The counterplots in Fig. 1 show the optimization zone with the interaction effects between temperature (T) and sonication time (θ) on BA (a), OA(b), and UA(c) yields.
More deformation of iso-space lines indicates the more significant interaction between the parameters so that the extraction yields of BA, OA, and UA were higher at low extraction temperatures and longer extraction times.
Conclusions
Response surface methodology was successfully employed to optimize ultrasound-assisted extraction of the three triterpenic acids individually from Iranian jujube. The ANOVA results indicated the significance of all three parameters including extraction temperature, sonication time, and liquid to solid ratio.
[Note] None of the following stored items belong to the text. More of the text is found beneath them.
PR #2499, opened 2021-09-09
feat: Add pre-generated values and tag sets to data generator

pauldix:
This adds the ability to pre-generate values and tag sets in the data generator. This makes it easy to have tags that depend on other tag values (like buckets in an org) and have tag values that have one associated tag (like if something is in production or staging environment). Follow on work will add the actual generation to the agent spec. An added bonus of these pre-generated values is that generating samples won't require any sort of template evaluation for all of the tags in the tag sets. Only unique values (like trace_id or span_id) would need to be generated during sampling generation.

At this point I think I have a specification that is nice and tag data that looks like how I want it to look (see the tests in `tag_set.rs`. Next up I need to update `MeasurementSpec` to be able to take advantage of these tag sets. I'll also optimize how the line protocol is generated so that we can in many cases avoid handlebars evaluation during generation of samples. Likely require a bit of a refactor.

### DIFF
--- a/iox_data_generator/src/specification.rs
+++ b/iox_data_generator/src/specification.rs
@@ -94,7 +94,7 @@ pub struct ValuesSpec {
     /// The name of the collection of values
     pub name: String,
     /// The handlebars template to create each value in the collection
-    pub value: String,
+    pub template: String,
     /// How many of these values should be generated. If belongs_to is
     /// specified, each parent will have this many of this value. So
     /// the total number of these values generated would be parent.len() * self.cardinality
@@ -125,9 +125,10 @@ impl ValuesSpec {
 pub struct TagSetsSpec {
     /// The name of the tag set spec
     pub name: String,
-    /// An array of the values to loop through. To reference parent belongs_to or has_one
-    /// values, the parent should come first and then the has_one or child next. See the
-    /// doc for `ForEachValueTag` and its `value` for more detail.
+    /// An array of the `ValuesSpec` to loop through. To reference parent belongs_to or has_one
+    /// values, the parent should come first and then the has_one or child next. Each successive
+    /// entry in this array is a nested loop. Multiple has_one and a belongs_to on a parent can
+    /// be traversed.
     pub for_each: Vec<String>,
 }
 
--- a/iox_data_generator/src/specification.rs
+++ b/iox_data_generator/src/specification.rs
@@ -52,6 +52,19 @@ pub struct DataSpec {
     /// future configurations if reproducing a particular set of sequences
     /// is desired.
     pub base_seed: Option<String>,
+    /// Specifies values that are generated before agents are created. These values
+    /// can be used in tag set specs, which will pre-create tag sets that can then be
+    /// used by the agent specs.
+    #[serde(default)]
+    pub values: Vec<ValuesSpec>,
+    /// Specifies collections of tag sets that can be referenced by agents. These
+    /// pre-generated tag sets are an efficient way to have many tags without
+    /// re-rendering their values on every agent generation. They can also have
+    /// dependent values, making it easy to create high cardinality data sets
+    /// without running through many handlebar renders while having a well defined
+    /// set of tags that appear.
+    #[serde(default)]
+    pub tag_sets: Vec<TagSetsSpec>,
     /// The specification for the data-generating agents in this data set.
     pub agents: Vec<AgentSpec>,
 }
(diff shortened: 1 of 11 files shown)


iox_data_generator/src/specification.rs
```diff
@@ -73,6 +86,51 @@ impl FromStr for DataSpec {
...
+/// set of tags in.
+#[derive(Deserialize, Debug)]
+#[cfg_attr(test, derive(Default))]
+#[serde(deny_unknown_fields)]
+pub struct TagSetsSpec {
+    /// The name of the tag set spec
+    pub name: String,
+    /// An array of the values to loop through. To reference parent belongs_to or has_one
+    /// values, the parent should come first and then the has_one or child next. See the
+    /// doc for `ForEachValueTag` and its `value` for more detail.
```
alamb, line 130:
```suggestion
    /// doc for `ValuesSpec ` and its `value` for more detail.
```

iox_data_generator/src/tag_set.rs
```diff
@@ -0,0 +1,641 @@
...
+
+#[derive(Debug, Default)]
+pub struct ParentToHasOnes {
+    // each parent id will have its has_ones stored in this map. The map within
+    // maps the has_one name to its generated value
+    id_to_has_ones: BTreeMap<usize, BTreeMap<Arc<String>, Arc<GeneratedValue>>>,
+}
+
+#[derive(Debug)]
+pub struct TagSetKey {
```
alamb, line 85: this struct doesn't seem to be used anywhere... I wonder if it can be deleted

iox_data_generator/src/tag_set.rs
```diff
@@ -0,0 +1,641 @@
...
+type Result<T, E = Error> = std::result::Result<T, E>;
+
+#[derive(Debug)]
+pub struct GeneratedValueCollection {
+    name: String,
+    values: Vec<GeneratedValue>,
+}
+
+#[derive(Debug)]
+pub struct GeneratedValue {
```
alamb, line 60: I am having a bit of a hard time following what values are for what entity -- for example in this struct `TagPair` contains a `key=value` but then `GeneratedValue` also contains another `value` which I am not sure what it is used for

iox_data_generator/src/tag_set.rs
```diff
@@ -0,0 +1,641 @@
...
+    value: Arc<String>,
+    id: usize,
+    tag_pair: Arc<TagPair>,
+}
+
+#[derive(Debug, Default)]
+pub struct GeneratedTagSets {
+    values: BTreeMap<String, Vec<Arc<GeneratedValue>>>,
```
alamb, line 68: it might help to specify what the `String` keys for each of these maps is for (aka what does the key for `values` mean (as there is no `name` field on `GeneratedValue`).

iox_data_generator/src/tag_set.rs
```diff
@@ -0,0 +1,641 @@
...
+    // each parent-child will have its children stored in this map. The children map
+    // the id of the parent to the collection of its children values
```
alamb, line 70:
```suggestion
    /// each parent-child will have its children stored in this map. The children map
    /// the id of the parent to the collection of its children values
```

iox_data_generator/src/tag_set.rs
```diff
@@ -0,0 +1,641 @@
...
+    child_values: BTreeMap<String, BTreeMap<usize, Vec<Arc<GeneratedValue>>>>,
+    // each parent-has_one will have its has_ones stored in this map
```
alamb, line 72:
```suggestion
    /// each parent-has_one will have its has_ones stored in this map
```

iox_data_generator/src/tag_set.rs
```diff
@@ -0,0 +1,641 @@
...
+name = "f1"
+i64_range = [0, 23]
+"#;
+
+        let spec = DataSpec::from_str(toml).unwrap();
+        let tag_sets = GeneratedTagSets::from_spec(&spec).unwrap();
+        let testage = tag_sets.sets_for("testage").unwrap();
+        let sets = testage.iter().map(|t| t.to_string()).join("\n");
+        let expected = r#"
+foo=1#foo
```
alamb, line 514: I can't say I went over all the code in this module in detail, but I think these tests are really helpful to understand how `values`, `tag_sets` and `belongs_to` are used. 

When the feature is done (or maybe even as part of this PR) a brief example, perhaps cribbed from these tests) showing how to use these settings, including part of the output, would likely really help

alamb (approved):
The code looks good to me. I had some small "niggles" as our friends across the Pond would say but all in all 👍  I think this PR could be merged as is. 

I can't say I fully grok how the `has_some` and `belongs_to` is supposed to work, but I suspect that will get fleshed out in further PRs and docs. 

This is quite cool stuff @pauldix

iox_data_generator/src/tag_set.rs
pauldix: The TOML file included should serve as that example. I'm going to flesh that out a bit more (along with comments) to show how this all hangs together.

iox_data_generator/src/tag_set.rs
pauldix: I added the `TagPair` member along the way to optimize re-using previous data. I can probably remove the `value` here as it's just a dupe of the tag pair's value.

PR #2500, opened 2021-09-09
refactor: move ParseDeletePredicate to predicate.rs

NGA-TRAN:
This is a follow-up of #2488 and a part of #2396 to move the delete predicate to the right place


influxdb_line_protocol/Cargo.toml
```diff
@@ -5,15 +5,10 @@ authors = ["Paul Dix <paul@pauldix.net>"]
 edition = "2018"
 
 [dependencies] # In alphabetical order
-chrono = "0.4"
```
alamb, line 8: ❤️  -- much better!

query/src/predicate.rs
```diff
@@ -11,12 +11,50 @@ use std::{
 use data_types::timestamp::TimestampRange;
 use datafusion::{
     error::DataFusionError,
-    logical_plan::{col, Expr, Operator},
+    logical_plan::{col, lit, Column, Expr, Operator},
```
NGA-TRAN, line 14: The new code here was moved from the deleted delete_parser.rs plus converting Error to Snafu

influxdb_line_protocol/src/delete_parser.rs
```diff
@@ -1,461 +0,0 @@
-//! parse string that should be done at client before sending to server
```
NGA-TRAN, line 1: The content here is moved to predicate.rs

query/Cargo.toml
```diff
@@ -24,16 +24,19 @@ datafusion = { path = "../datafusion" }
 datafusion_util = { path = "../datafusion_util" }
 futures = "0.3"
 hashbrown = "0.11"
+influxdb_line_protocol = { path = "../influxdb_line_protocol" }
```
alamb, line 27: it is unfortunate to bring in this dependency, but it makes sense that we need to parse timestamps consistently, so I don't have a better idea at this point

query/src/predicate.rs
```diff
@@ -393,6 +431,212 @@ impl PredicateBuilder {
...
+    pub fn new(start_time: i64, stop_time: i64, predicate: Vec<Expr>) -> Self {
+        Self {
+            start_time,
+            stop_time,
+            predicate,
+        }
+    }
+
+    /// Parse and convert the delete grpc API into ParseDeletePredicate to send to server
+    pub fn try_new(table_name: &str, start: &str, stop: &str, predicate: &str) -> Result<Self> {
```
alamb, line 454: FWIW the other gRPC requests send their start/stop times in as integers (rather than strings), but perhaps that is because they handle parsing in Flux / InfluxQL

alamb (approved):

query/src/predicate.rs
NGA-TRAN: Yeah, we have 2 options either parse timestamps in the client and send integers to server or parse timestamp with the predicate in server and send all strings. We choose the latter now which can change to former if you think it is a better choice

alamb: I can't think of any reason for one way or the other at this time.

This is the first report on optimizing the conditions of ultra-assisted extraction of BA, OA, and UA from jujube.
The optimal conditions obtained from the model were validated by the rounded-up optimal conditions. The obtained extraction yields were comparatively accurate with the model-optimized values. The results showed that the model was well fitted with the experimental values.
The analytical HPLC-UV method was also accurately used for simultaneous determination of BA, OA, and UA in the ethanolic extract of jujube at a detection wavelength of 210 nm where the mobile phase was methanol: sodium perchlorate buffer 0.2 % w/v-methanol (88:12, v/v) in the MN Nucleodur gravity C18 (250 mm×4.6 mm, 5 μm) column. The relative standard deviations for precise intra-day and inter-day determination of these three triterpenic acids were less than 2.8 %. The average recovery rates of BA, OA, and UA were 96.18 %, 104.36 %, and 97.77 %, respectively. These results provide validated data for modeling.